In similar fashion as Example 2, we can instruct SoX to ignore small moments of silence (1/2 second in this example).

sox in.wav out5.wav silence 1 0.1 1% -1 0.5 1%

When trimming silence from podcasts and the like, this prevents you from removing moments when someone stops to take a breath and making the conversation sound too rushed.

Example 6: Shortening long periods of silence

sox in.wav out6.wav silence -l 1 0.1 1% -1 2.0 1%

So what if you wanted to just shorten long moments of silence rather than remove them entirely?  Well, you need to add the -l parameter, but it needs to be placed first, before the other parameters for the filter effect. The example above results in trimming all silence longer than 2 seconds down to only 2 seconds long.

sox in.wav out6.wav silence -l 1 0.1 1% -1 2.0 1%

Note that SoX does nothing to bits of silence shorter than 2 seconds.

Example 7: Shortening long periods of silence and ignoring noise bursts

sox in.wav out7.wav silence -l 1 0.3 1% -1 2.0 1%

Finally, let’s tie it all together by trimming silence longer than 2 seconds down to 2 seconds long, but ignore noise such as pops and clicks amidst the moments of silence.

sox in.wav out7.wav silence -l 1 0.3 1% -1 2.0 1%

As a result you’ll see that we’ve cropped out the 0.25 seconds of noise at the beginning of the clip, but left the 0.5 seconds of noise in the middle.

For actual usage, you’ll probably want to specify something shorter than 0.3 seconds for the duration if you’re just trying to filter out pops and clicks.

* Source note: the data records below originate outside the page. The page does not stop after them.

PR #341, opened 2022-10-14
`ObjectDataSet` cache suggestion

vjik:
| Q             | A
| ------------- | ---
| Is bugfix?    | ❌
| New feature?  | ✔️
| Breaks BC?    | ❌
| Fixed issues  | -

### DIFF
--- a/src/DataSet/ObjectDataSet.php
+++ b/src/DataSet/ObjectDataSet.php
@@ -13,106 +13,48 @@ use Yiisoft\Validator\RuleInterface;
 use Yiisoft\Validator\RulesProviderInterface;
 
 use function array_key_exists;
-use function get_class;
 
 /**
  * This data set makes use of attributes introduced in PHP 8. It simplifies rules configuration process, especially for
- * nested data and relations. Please refer to the guide for examples.
+ * nested data and relations. Please refer to the guide for example.
  *
  * @link https://www.php.net/manual/en/language.attributes.overview.php
  */
 final class ObjectDataSet implements RulesProviderInterface, DataSetInterface
 {
     private bool $dataSetProvided;
-    /**
-     * @var ReflectionProperty[]
-     */
-    private ?array $reflectionProperties = null;
-    private ?array $data = null;
+    private bool $rulesProvided;
 
-    private static array $cachedRules = [];
-    private string $cacheKey;
+    private ?array $cachedData = null;
+
+    private static array $cache = [];
+    private ?string $cacheKey;
 
     public function __construct(
         private object $object,
-        private int $propertyVisibility = ReflectionProperty::IS_PRIVATE |
-        ReflectionProperty::IS_PROTECTED |
-        ReflectionProperty::IS_PUBLIC
+        private int $propertyVisibility = ReflectionProperty::IS_PRIVATE | ReflectionProperty::IS_PROTECTED | ReflectionProperty::IS_PUBLIC
     ) {
         $this->dataSetProvided = $this->object instanceof DataSetInterface;
-        $this->cacheKey = get_class($this->object) . '_' . $this->propertyVisibility;
-    }
-
-    public function getRules(): iterable
-    {
-        $objectHasRules = $this->object instanceof RulesProviderInterface;
-        $rules = $objectHasRules ? $this->object->getRules() : [];
-
-        // Providing data set assumes object has its own attributes and rules getting logic. So further parsing of
-        // Reflection properties and rules is skipped intentionally.
-        if ($this->dataSetProvided || $objectHasRules === true) {
-            return $rules;
-        }
-
-        if ($this->hasCachedRules()) {
-            return $this->getCachedRules();
-        }
-
-        foreach ($this->getReflectionProperties() as $property) {
-            $attributes = $property->getAttributes(RuleInterface::class, ReflectionAttribute::IS_INSTANCEOF);
-            foreach ($attributes as $attribute) {
-                $rule = $attribute->newInstance();
-                $rules[$property->getName()][] = $rule;
-
-                if ($rule instanceof AttributeEventInterface) {
-                    $rule->afterInitAttribute($this);
-                }
-            }
-        }
-
-        $this->setCachedRules($rules);
-
-        return $rules;
-    }
-
-    /**
-     * @return ReflectionProperty[] Used to avoid error "Typed property must not be accessed before initialization".
-     */
-    private function getReflectionProperties(): array
-    {
-        if ($this->reflectionProperties !== null) {
-            return $this->reflectionProperties;
-        }
-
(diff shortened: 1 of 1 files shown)


src/DataSet/ObjectDataSet.php
```diff
@@ -13,106 +13,48 @@
...
+
+    private static array $cache = [];
+    private ?string $cacheKey;
 
     public function __construct(
         private object $object,
-        private int $propertyVisibility = ReflectionProperty::IS_PRIVATE |
-        ReflectionProperty::IS_PROTECTED |
-        ReflectionProperty::IS_PUBLIC
+        private int $propertyVisibility = ReflectionProperty::IS_PRIVATE | ReflectionProperty::IS_PROTECTED | ReflectionProperty::IS_PUBLIC
```
arogachev, line 35: It does not fix max line length this way.

src/DataSet/ObjectDataSet.php
```diff
@@ -13,106 +13,48 @@
 use Yiisoft\Validator\RulesProviderInterface;
 
 use function array_key_exists;
-use function get_class;
 
 /**
  * This data set makes use of attributes introduced in PHP 8. It simplifies rules configuration process, especially for
- * nested data and relations. Please refer to the guide for examples.
+ * nested data and relations. Please refer to the guide for example.
```
arogachev, line 19: ?

arogachev: Actually currently there are no examples with `ObjectDataSet` in README at all.

src/DataSet/ObjectDataSet.php
```diff
@@ -13,106 +13,48 @@
...
-    private ?array $reflectionProperties = null;
-    private ?array $data = null;
+    private bool $rulesProvided;
 
-    private static array $cachedRules = [];
-    private string $cacheKey;
+    private ?array $cachedData = null;
+
+    private static array $cache = [];
+    private ?string $cacheKey;
```
arogachev, line 31: Why it's nullable?

src/DataSet/ObjectDataSet.php
```diff
@@ -13,106 +13,48 @@
...
 
-        $this->reflectionProperties = $reflectionProperties;
-
-        return $reflectionProperties;
-    }
-
-    public function getObject(): object
-    {
-        return $this->object;
+        return $this->getCachedRules();
```
arogachev, line 57: In my opinion here should be this sequence:

1. Attempt to get rules from cache. If they are found - return cached version.
2. Actual rules getting logic.
3. Update cache and return rules.

Similar with reflection properties.

src/DataSet/ObjectDataSet.php
```diff
@@ -137,32 +79,65 @@ public function getData(): array
...
+    private function getCachedReflectionProperties(): array
     {
-        return self::$cachedRules[$this->cacheKey];
+        $this->assertRulesAndReflectionPropertiesInCache();
+        return self::$cache[$this->cacheKey]['reflectionProperties'];
     }
 
-    private function setCachedRules(array $rules): void
+    // TODO: use Generator to collect attributes
+    private function assertRulesAndReflectionPropertiesInCache(): void
```
arogachev, line 107: Too much is going on here. And technically it's not assert. The purpose of assert is just verify the presence of data in cache in this case.

src/DataSet/ObjectDataSet.php
```diff
@@ -137,32 +79,65 @@ public function getData(): array
...
+                $rule = $attribute->newInstance();
+                $rules[$property->getName()][] = $rule;
+
+                if ($rule instanceof AttributeEventInterface) {
+                    $rule->afterInitAttribute($this);
+                }
+            }
+        }
+
+        self::$cache[$this->cacheKey] = [
```
arogachev, line 138: Suggest to restore cache shortcuts and structure (`ArrayShape`).

src/DataSet/ObjectDataSet.php
```diff
@@ -137,32 +79,65 @@ public function getData(): array
...
     {
-        self::$cachedRules[$this->cacheKey] = $rules;
+        if (array_key_exists($this->cacheKey, self::$cache)) {
+            return;
+        }
+
+        $rules = [];
+        $reflectionProperties = [];
+
+        $reflection = new ReflectionObject($this->object);
```
arogachev, line 116: Suggest to split / restore how it was in original PR.

src/DataSet/ObjectDataSet.php
```diff
@@ -13,106 +13,48 @@
...
-    /**
-     * @var ReflectionProperty[]
-     */
-    private ?array $reflectionProperties = null;
-    private ?array $data = null;
+    private bool $rulesProvided;
 
-    private static array $cachedRules = [];
-    private string $cacheKey;
+    private ?array $cachedData = null;
```
arogachev, line 28: Maybe emphasize that is instance data. Also to avoid confusion with complex data in static cache.

arogachev (changes requested):
:heavy_check_mark:

src/DataSet/ObjectDataSet.php
vjik: done

src/DataSet/ObjectDataSet.php
vjik: done

src/DataSet/ObjectDataSet.php
vjik: fixed

src/DataSet/ObjectDataSet.php
vjik: `$instanceDataCache` ?

src/DataSet/ObjectDataSet.php
vjik: If we do this, it will take several passes through the properties (foreach for reflection properties). In the current implementation we use foreach once.

src/DataSet/ObjectDataSet.php
vjik: Goal - check cache and if empty, then get and cache data. Agree that need to rename method. Can you suggest name?

arogachev: I still think that renaming method is not enough in this case.

src/DataSet/ObjectDataSet.php
arogachev: Still actual.

src/DataSet/ObjectDataSet.php
arogachev: Still actual.

src/DataSet/ObjectDataSet.php
arogachev: Discussed it in PM. Yes, an additional pass is required, but on the cached data. And with the amount of properties the profit will likely be miserable. But separation is more organized and readable ("design first, optimize later" principle).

Bonus Example 8: Splitting audio based on silence

sox in.wav out.wav silence 1 0.5 1% 1 5.0 1% : newfile : restart

Using SoX’s newfile pseudo-effect allows us to split an audio file based on periods of silence, and then calling restart starts the effects chain over from the beginning. In this example, SoX will split audio when it detects 5 or more seconds of silence. You’ll end up with output files named out001.wav, out002.wav, and so on.

Final Thoughts

There you have it.  This is what I know about the silence filter effect in SoX.  Example 7–where we trim some but not all of the silence and ignore pops and clicks–is ultimately what I was trying to figure out when writing this article, but I figure the other examples have got to be a good reference for somebody me.

The above and below-period values are still mostly a mystery to me.  I may address them in another post, but for now, I’m just going to use this as a cheat sheet in case I forget.

And don’t forget to use the trailing zero when specifying whole seconds. Even while writing this I forgot multiple times.

I welcome thoughts, ideas, comments, and corrections. Please.

(edit 11/14/10 to add names to each of the examples for clarification)
(edit 04/28/11 to add audio splitting example)

    • sox in.wav out.wav silence 1 0.8 1% 1 1.0 1% : newfile : restart

This entry was posted in Software and tagged , , . Bookmark the permalink. Post a comment or leave a trackback: Trackback URL.

29 Comments

  1. mocha
    Posted December 2, 2009 at 1:01 am | Permalink

    This is excellent. Just what I was looking for thanks!

  2. Posted January 24, 2010 at 1:54 pm | Permalink

    This post was extremely useful. Thanks a million.

  3. John
    Posted March 20, 2010 at 12:15 pm | Permalink

    sox in.wav temp.wav silence 1 0.1 1% reverse
    sox temp.wav out.wav silence 1 0.1 1% reverse

    THANKS : works great for trimming, happy to find I was not the only one looking for an answer !

    question : how would you batch it

    • jason
      Posted March 21, 2010 at 8:18 am | Permalink

      Making a batch file would simply be replacing the file parameter with %1 like the following:

      sox %1 temp.wav silence 1 0.1 1%% reverse
      sox temp.wav trimmed-%1 silence 1 0.1 1%% reverse

      Which would turn your file.wav into trimmed-file.wav.
      (Note that in order to escape the percent sign for 1%, you’ll need to use two of them)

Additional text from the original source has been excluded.